Is it possible to have a completely complacent male betta?


----------



## Chuckee (Nov 17, 2012)

I have a boy who is exactly the same way!
He lives right next to a female, and he flirts with her constantly, showing every iota of fin he's got (which is a lot, but it's a nearly transparent brown) and dancing back and forth in front of her. But he's never flared at her.
When I had him in a divided tank with a male plakat, he cowered instead of flared back.
But the female next to him, who's also a coward, seems to like him back. Which almost tempts me to toss them together and see what happens, but neither is suitable breeding stock, they were both rescues.


----------



## Cez (Nov 13, 2012)

Aah, it's so bizarre!

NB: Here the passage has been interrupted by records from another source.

PR #2825, opened 2019-04-09
chore(cf): allow deployment strategies to work across different regions

Jammy-Louie:
* allow deployment strategies to work across different regions
* relax constraints so that account does not have to be the same credentials.

spinnaker/spinnaker#4258

### DIFF
--- a/orca-clouddriver/src/main/groovy/com/netflix/spinnaker/orca/clouddriver/pipeline/servergroup/support/TargetServerGroup.groovy
+++ b/orca-clouddriver/src/main/groovy/com/netflix/spinnaker/orca/clouddriver/pipeline/servergroup/support/TargetServerGroup.groovy
@@ -169,7 +169,8 @@ class TargetServerGroup {
     static Location locationFromStageData(StageData stageData) {
       try {
         List zones = stageData.availabilityZones?.values()?.flatten()?.toArray()
-        return resolveLocation(stageData.namespace, stageData.region, zones?.getAt(0))
+        String region = stageData.destination?.region?:stageData.region
+        return resolveLocation(stageData.namespace, region, zones?.getAt(0))
       } catch (e) {
         throw new IllegalArgumentException("Incorrect location specified for ${stageData}: ${e.message}")
       }
--- a/orca-clouddriver/src/main/groovy/com/netflix/spinnaker/orca/kato/pipeline/support/StageData.groovy
+++ b/orca-clouddriver/src/main/groovy/com/netflix/spinnaker/orca/kato/pipeline/support/StageData.groovy
@@ -44,6 +44,7 @@ class StageData {
   Boolean useSourceCapacity
   Boolean preferSourceCapacity
   Source source
+  Destination destination
 
   @Deprecated
   long delayBeforeDisableSec
@@ -65,9 +66,6 @@ class StageData {
   }
 
   String getAccount() {
-    if (account && credentials && account != credentials) {
-      throw new IllegalStateException("Cannot specify different values for 'account' and 'credentials' (${application})")
-    }
     return account ?: credentials
   }
 
@@ -113,6 +111,12 @@ class StageData {
     String serverGroupName
     Boolean useSourceCapacity
     Boolean preferSourceCapacity
+  }
+
+  @EqualsAndHashCode
+  @ToString
+  static class Destination {
+    String region
   }
 
   static class PipelineBeforeCleanup {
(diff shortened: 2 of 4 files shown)


orca-clouddriver/src/main/groovy/com/netflix/spinnaker/orca/clouddriver/pipeline/servergroup/support/TargetServerGroup.groovy
```diff
@@ -169,7 +169,8 @@ class TargetServerGroup {
     static Location locationFromStageData(StageData stageData) {
       try {
         List zones = stageData.availabilityZones?.values()?.flatten()?.toArray()
-        return resolveLocation(stageData.namespace, stageData.region, zones?.getAt(0))
+        String region = stageData.destination?.region?:stageData.region
```
jkschneider: Isn't this used to determine where to locate the server group that we are cloning? I think "target" is misleading in this context.

Jammy-Louie: when I did a search for the usages of `locationFromStageData` it appears this method is only used here [AbstractDeployStrategyStage](https://github.com/spinnaker/orca/blob/90e24bd548777c2c0bc1f55163ec2a4f15d3f131/orca-clouddriver/src/main/groovy/com/netflix/spinnaker/orca/clouddriver/pipeline/servergroup/strategies/AbstractDeployStrategyStage.groovy)

on L130
https://github.com/spinnaker/orca/blob/90e24bd548777c2c0bc1f55163ec2a4f15d3f131/orca-clouddriver/src/main/groovy/com/netflix/spinnaker/orca/clouddriver/pipeline/servergroup/strategies/AbstractDeployStrategyStage.groovy#L130

and L230

https://github.com/spinnaker/orca/blob/90e24bd548777c2c0bc1f55163ec2a4f15d3f131/orca-clouddriver/src/main/groovy/com/netflix/spinnaker/orca/clouddriver/pipeline/servergroup/strategies/AbstractDeployStrategyStage.groovy#L230

setting the region to destination to the destination region would mean we are applying the deployment strategy to the where the clone destination is.

orca-clouddriver/src/main/groovy/com/netflix/spinnaker/orca/kato/pipeline/support/StageData.groovy
```diff
@@ -65,9 +66,6 @@ class StageData {
   }
 
   String getAccount() {
-    if (account && credentials && account != credentials) {
```
ajordens: Motivation for removing this sanity check?

Jammy-Louie: The clone operation we wanted to perform could be done across Cloud Foundry foundations which would mean we want to perform a clone from different accounts and regions.

we were using `account` as the destination and `credentials` as the the source of the clone. The check prevents the usage of deployment strategy for our clone operation.

jkschneider: We are trying to achieve a clone server group stage that can lift an app from one account to another and use typical deployment strategies _a la_ highlander.

`CloneServerGroupStage` has a series of tasks and inheritance that impose these constraints:
1. Determines the server group it is going to clone _from_ with `credentials`
2. Determines which server group to monitor in `WaitForUpInstancesTask` with this (looks at `account` before `credentials`): https://github.com/spinnaker/orca/blob/master/orca-core/src/main/java/com/netflix/spinnaker/orca/clouddriver/utils/CloudProviderAware.java#L51
3. `CloneServerGroupStage` extends from `AbstractDeployStrategyStage`. When a deployment strategy is present on the stage configuration, the strategy handling logic calls this method `StageData#getAccount()`

It is necessary for us to use both `account` to identify the target account and `credentials` to define the source account without requiring significant changes to the way the stage is constructed.

Does this make sense?

jkschneider:
After a discussion with @ajordens, we'll close this for now in favor of exploring the use of `source` instead. `destination.account` would map to `credentials`, `destination.region` would map to `region` on the root of the stage context.

We'll look at having `CloneServerGroupTask` prefer `source` and fall back on `credentials`/`region` on providers that haven't historically supported cross-account cloning.

PR #2826, opened 2019-04-09
fix(cloneservergrouptask): undo the move of CloneServerGroupTask

marchello2000:
This change undoes the move of CloneServerGroupTask to a different package
(this was introduced in #2815).

Today, tasks can not be moved once they have been created because Orca will
be unable to deserialize the tasks already in the queue created under a
different package.


marchello2000:
As discussed with @robzienert - we can't use a migration here because that will prevent us from rolling back this release should we need to.

marchello2000:
In order to get a release out today, I am going to merge, please comment if you see anything weird and I will address it after merge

That's adorable though. They seem like they'd be a happy couple


----------



## Chuckee (Nov 17, 2012)

Cez said:


> Aah, it's so bizarre! That's adorable though. They seem like they'd be a happy couple


I know, right?
They're just so gentle, it's nuts! And they're both beggars like no fish I've ever seen! 
When I walk by them, they both come close and stare at me, occasionally darting up to look at the surface of the water, just in case they missed me feeding them, and then back to staring me down. I think they try to hypnotize me. 

Ah, well. Leave it to me to end up with nuts! All of my friends have been slightly off... I had a half-blind horse who hated men and loved sad songs, a Felix (cat) who thought that he was a dog, a dog that would chase birds up into the air and a dog that followed my school bus, waited outside, then followed it home. She would also sit and have rather lengthy conversations with me and refused to acknowledge any person who even jokingly insulted her.


----------



## Cez (Nov 13, 2012)

Ahahaha, quirky animals are the best. Sounds like you've had your fair share!


----------



## Chuckee (Nov 17, 2012)

Cez said:


> Ahahaha, quirky animals are the best. Sounds like you've had your fair share!


Yeah... I wasn't just talking about my animals, but I'd say that I've had more than my fair share. My mother had a rooster who only ever attacked me, because I was the one who took too long to feed him or something and my dad had a dog that would knock us on our butts when we were heading out to change irrigation pipes, because the slap-slap-slap of our rubber boots wigged her out. Often enough she'd sit on us until an adult came to tell her we were allowed up. My youngest brother had a cat who hated having her feet on the ground and my other younger brother slept with a steer when he was 3. We also had a horse that was forever climbing on things and a goat that would come running with the dogs when we whistled.
And the neighbor's dog that came to live with us one day, no matter how many times they tried to take him home... He would always, of his own accord, go home for special occasions. 

Heh... I have had many animals in my world


----------



## Cez (Nov 13, 2012)

Chuckee said:


> Heh... I have had many animals in my world


Awwww! Your world sounds like an enriched one :]


----------



## Chuckee (Nov 17, 2012)

Cez said:


> Awwww! Your world sounds like an enriched one :]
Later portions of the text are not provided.